We'd really like to hear from you, if ...

• You've got experience working as a Security Engineer or as a Security Consultant
• You have experience improving and defining information and product security processes, or helping define an organisation's strategy
• You have experience coordinating and performing security pentests, tying automated tools with manual exploitation of the industry’s latest information security vulnerabilities;
• You have experience in application security or ensuring the security of SaaS products
• You have done security development work (i.e. you've enough programming experience to write scripts to integrate security products)
• You have some experience in security testing and remediation of findings
• You have experience explaining complex security concepts to engineers and non-technical colleagues
• You have an understanding of web and desktop application security weaknesses
• You're mission-driven and care about positively impacting the lives of billions
• You're passionate about improving healthcare
• You're excited by change and a fast-paced learning environment
• You love solving problems, and relish in the constant challenges a startup throws your way
• You're an excellent communicator with the ability to translate complex to simple, bringing your ideas to life - Ability to demonstrate and communicate how vulnerabilities can be exploited
• When you see something not working, you'll flag it and be part of the solution
• You share our values

Salary & Benefits package:

• £100,000 - £120,000 + the value of £80,000 share options (see our public progression framework and salary bandings)
• £1,000 annual learning & development budget and a £500 annual wellness budget
• Enhanced parental leave policy
• Prayer, meditation and breastfeeding room
• In house therapists available daily
• Working abroad policy
• We have our very own Chef! Free healthy breakfasts, snacks and lunches will be provided, with the occasional sweet treat!
• And much more.

Hybrid workplace

We offer the team the option to work from home 2 days a week. Read more about our policy here.

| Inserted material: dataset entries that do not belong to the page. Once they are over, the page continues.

PR #57, opened 2020-01-13
OPENEUROPA-2712: Add validation to checkout form for delivery date.

dxvargas:
### Description

Add validation to checkout form for delivery date, past dates shouldn't be allowed.


modules/oe_translation_poetry/src/Form/PoetryCheckoutFormBase.php
```diff
@@ -190,6 +194,18 @@ public function buildForm(array $form, FormStateInterface $form_state, ContentEn
...
   }
 
+  /**
+   * {@inheritdoc}
+   */
+  public function validateForm(array &$form, FormStateInterface $form_state) {
+    // Check delivery date is not in the past.
+    $delivery_date = new \DateTime($form_state->getValue('details')['date']);
+    $today = new \DateTime();
+    if ($delivery_date < $today) {
```
dxvargas: Like this it's not possible to send current day.

upchuk: @dxvargas is that supposed to happen? Send a request for a translation today?

dxvargas: We don't have a requirement to block it. Changing, after agreement.

PR #58, opened 2020-01-13
OPENEUROPA-1766: Fix failing phpunit tests for 2020 problem.

dxvargas:


dxvargas:
> Approve for now, we will have to move that constant to somewhere dynamic as well.

True, I've discussed that in OPENEUROPA-2252, it's under our radar and it should be addressed.

PR #60, opened 2020-01-29
OPENEUROPA-2752: BlockField TMGMT processor.

upchuk:
Submodule that integrates with the Block Field module and makes the block reference field translatable.

### DIFF
--- a/modules/oe_translation_block_field/src/BlockFieldProcessor.php
+++ b/modules/oe_translation_block_field/src/BlockFieldProcessor.php
@@ -9,7 +9,7 @@ use Drupal\Core\StringTranslation\StringTranslationTrait;
 use Drupal\tmgmt_content\DefaultFieldProcessor;
 
 /**
- * Field processor for the Block title field.
+ * Field processor for the Block reference field.
  */
 class BlockFieldProcessor extends DefaultFieldProcessor {
 
@@ -29,7 +29,7 @@ class BlockFieldProcessor extends DefaultFieldProcessor {
 
       if (count($field) > 1) {
         // More than one item, add a label for the delta.
-        $data[$delta]['#label'] = t('Delta #@delta', ['@delta' => $delta]);
+        $data[$delta]['#label'] = $this->t('Delta #@delta', ['@delta' => $delta]);
       }
       $data[$delta]['settings__label'] = [
         '#label' => $this->t('Block title'),
@@ -71,7 +71,7 @@ class BlockFieldProcessor extends DefaultFieldProcessor {
   }
 
   /**
-   * Method to set the translated title value back to the block title.
+   * Sets the translated title value onto the block field settings.
    *
    * @param \Drupal\block_field\BlockFieldItemInterface $field_item
    *   The block field item.
--- a/modules/oe_translation_block_field/src/BlockFieldProcessor.php
+++ b/modules/oe_translation_block_field/src/BlockFieldProcessor.php
@@ -1,0 +1,70 @@
+<?php
+
+namespace Drupal\oe_translation_block_field;
+
+use Drupal\block_field\BlockFieldItemInterface;
+use Drupal\Core\Field\FieldItemListInterface;
+use Drupal\Core\Render\Element;
+use Drupal\Core\StringTranslation\StringTranslationTrait;
+use Drupal\tmgmt_content\DefaultFieldProcessor;
+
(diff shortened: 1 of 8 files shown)


modules/oe_translation_block_field/src/BlockFieldProcessor.php
```diff
@@ -0,0 +1,87 @@
+<?php
+
```
sergepavle: Missed `declare(strict_types = 1);`

modules/oe_translation_block_field/src/BlockFieldProcessor.php
```diff
@@ -0,0 +1,87 @@
...
+class BlockFieldProcessor extends DefaultFieldProcessor {
+
+  use StringTranslationTrait;
+
+  /**
+   * {@inheritdoc}
+   */
+  public function extractTranslatableData(FieldItemListInterface $field) {
+    $data = [];
+    /* @var \Drupal\Core\Field\FieldItemInterface $field_item */
```
sergepavle: Probably should be `\Drupal\Core\Field\FieldDefinitionInterface $field_definition`

modules/oe_translation_block_field/src/BlockFieldProcessor.php
```diff
@@ -0,0 +1,87 @@
...
+      if (count($field) > 1) {
+        // More than one item, add a label for the delta.
+        $data[$delta]['#label'] = $this->t('Delta #@delta', ['@delta' => $delta]);
+      }
+      $data[$delta]['settings__label'] = [
+        '#label' => $this->t('Block title'),
+        '#text' => $property->getValue()['label'],
+        '#translate' => TRUE,
+      ];
+      $data[$delta]['settings__label']['#max_length'] = 255;
```
sergepavle: Probably should be: 

>       $data[$delta]['settings__label'] = [
>         '#label' => $this->t('Block title'),
>         '#text' => $property->getValue()['label'],
>         '#translate' => TRUE,
>        '#max_length' => 255,
>       ];

modules/oe_translation_block_field/src/BlockFieldProcessor.php
```diff
@@ -0,0 +1,87 @@
...
+    /* @var \Drupal\Core\Field\FieldItemInterface $field_item */
+    $field_definition = $field->getFieldDefinition();
+
+    foreach ($field as $delta => $field_item) {
+      $property = $field_item->getProperties()['settings'];
+      $data['#label'] = $field_definition->getLabel();
+
+      if (count($field) > 1) {
+        // More than one item, add a label for the delta.
+        $data[$delta]['#label'] = $this->t('Delta #@delta', ['@delta' => $delta]);
```
sergepavle: is it necessary don't have this with fields where we have only 1 field item?
If simplicity it also makes sense don't use `if (count($field) > 1) {`
optional comment.

modules/oe_translation_block_field/tests/Kernel/BlockFieldTest.php
```diff
@@ -0,0 +1,109 @@
...
+    $values = [
+      'title' => 'My entity',
+      'langcode' => 'en',
+      'user_id' => 1,
+    ];
+    $this->entityTest = EntityTestMul::create($values);
+  }
+
+  /**
+   * Tests tests that the block field is translatable.
```
sergepavle: Looks like typo
```suggestion
   * Tests that the block field is translatable.
```

modules/oe_translation_block_field/tests/Kernel/BlockFieldTest.php
```diff
@@ -0,0 +1,109 @@
+<?php
+
```
sergepavle: Missed `declare(strict_types = 1);`

modules/oe_translation_block_field/tests/Kernel/BlockFieldTest.php
```diff
@@ -0,0 +1,109 @@
...
+      'langcode' => 'en',
+      'user_id' => 1,
+    ];
+    $this->entityTest = EntityTestMul::create($values);
+  }
+
+  /**
+   * Tests tests that the block field is translatable.
+   */
+  public function testBlockFieldTranslation() {
```
sergepavle:
```suggestion
  public function testBlockFieldTranslation(): void {
```

PR #63, opened 2020-01-31
OPENEUROPA-2251: Allow to request languages addition.

dxvargas:
### Description

Allow to add languages to a request ongoing in Poetry.


modules/oe_translation_poetry/src/Form/AddLanguagesRequestForm.php
```diff
@@ -0,0 +1,98 @@
...
+   *
+   * @param \Drupal\Core\Entity\ContentEntityInterface $node
+   *   The node entity to use when generating the title.
+   *
+   * @return \Drupal\Core\StringTranslation\TranslatableMarkup
+   *   The title for the form page.
+   */
+  public function getPageTitle(ContentEntityInterface $node = NULL): TranslatableMarkup {
+    $queue = $this->queueFactory->get($node);
+    $entity = $queue->getEntity();
```
imanoleguskiza: We already have the node entity in the method parameters so there is no need to get it again.

modules/oe_translation_poetry/oe_translation_poetry.module
```diff
@@ -91,30 +91,52 @@ function oe_translation_poetry_form_tmgmt_content_translate_form_alter(&$form, F
...
+    }
+  }
+
+  // Add a button to request new languages. This can only happen while there
+  // is an accepted ongoing request.
+  if (!$accepted_languages) {
+    return;
   }
+
+  $form['actions']['request_new_languages'] = [
```
imanoleguskiza: We probably also want extra validation for this action. Currently if I click the "Add extra languages" button without selecting any new language, I end up in an "Access denied" page.

modules/oe_translation_poetry/oe_translation_poetry.module
```diff
@@ -91,30 +91,52 @@ function oe_translation_poetry_form_tmgmt_content_translate_form_alter(&$form, F
...
-
   $languages = array_merge($accepted_languages, $translated_languages, $completed_languages);
-  foreach (array_keys($languages) as $langcode) {
-    $form['languages'][$langcode] = [
-      '#type' => 'checkbox',
-      '#disabled' => TRUE,
-      '#value' => 1,
-    ];
+
+  // If we are talking about an update request, we force the submission in
```
imanoleguskiza: This comment is confusing, I think it needs rewording.

modules/oe_translation_poetry/src/Form/AddLanguagesRequestForm.php
```diff
@@ -0,0 +1,98 @@
...
+
+namespace Drupal\oe_translation_poetry\Form;
+
+use Drupal\Core\Entity\ContentEntityInterface;
+use Drupal\Core\Form\FormStateInterface;
+use Drupal\Core\StringTranslation\TranslatableMarkup;
+use Drupal\Core\Url;
+
+/**
+ * Form for requesting new translations.
```
imanoleguskiza: This is not very representative. How about something like "Form for requesting new languages for an existing translation request"

modules/oe_translation_poetry/src/Plugin/tmgmt/Translator/PoetryTranslator.php
```diff
@@ -376,24 +389,33 @@ public function contentTranslationOverviewAlter(array &$build, RouteMatchInterfa
...
+    // the request ID from one of the accepted jobs in order to filter the
+    // completed jobs and include only the ones in this request. For the
+    // translated jobs we don't have to filter by request ID because those
+    // still contain the `poetry_state` value which indicates they are part
+    // of the last request for that content.
+    if ($accepted_languages) {
       $accepted_job_info = reset($accepted_languages);
       /** @var \Drupal\tmgmt\JobInterface $job */
       $job = $this->entityTypeManager->getStorage('tmgmt_job')->load($accepted_job_info->tjid);
       $completed_languages = $this->getCompletedJobsByLanguage($entity, $job);
```
imanoleguskiza: I know it was not introduced in this PR but this method shouldn't get the $job as a parameter, it should get the request_id.

modules/oe_translation_poetry/src/Form/AddLanguagesRequestForm.php
upchuk: Not exactly. The queue provides us with the exact revision of the entity. And its title is the one we want to use.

Want to do a little more research before you apply?

Head over to our main careers page to find out more about the team and our employee handbook. You can also find out more about us on Medium, LinkedIn and Twitter & Instagram.

Our YouTube channel is full of demos of our product, webinars we have held with our users and some clips about life at Accurx.

Diversity & Inclusion

Accurx is committed to being an inclusive employer - you can find out more about this commitment here. As part of this, we’re glad to accommodate candidates who need adjustments throughout the interview process.

We work in partnership with Stonewall as part of their Diversity Champions program. This is because we believe in a world where all LGBTQ+ people are free to be themselves and can live their lives to the full. Inclusive workplaces have a huge part to play in making this world a reality.

We've officially been accredited as a flexible workplace by Flexa® Careers.